Most treatments are specifically designed to kill the tumor cells, Dr. Shipp pointed out, and there hasn't been that much investigation into attempting to better understand the interaction between the tumor and the surrounding immune cells.
"Basically, Gal-1 is functioning as a bodyguard; it makes the tumor cells resistant to the body's immune system by disabling the immune cells," she said. "This may be an example of a possible lead, where manipulating the immune response to the tumor might be a novel and potentially synergistic way of treating the tumor."

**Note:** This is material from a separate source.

PR #2152, opened 2024-07-18
New `OverflowContainer` wrapper around `useOverflow`

r100-stack:
## Changes

Pulled out of #2120 as PR 3 in the PR stack ([PR stack order](https://github.com/iTwin/iTwinUI/pull/2120#issuecomment-2386574990)).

Dr. Shipp and her team are continuing on with this research and thinking ahead to possible clinical trials. "We are already making antibodies in an attempt to inhibit the protein, with the idea of being able to develop a product that can be used in clinical trials," she said. "We think that it is promising enough and there is sufficient evidence from the biology point of view to indicate that inhibiting GA-1 might be very useful in terms of a treatment."
The research was funded by the Miller Family Research Foundation.
Proc Natl Acad Sci U S A. Published online July 30, 2007.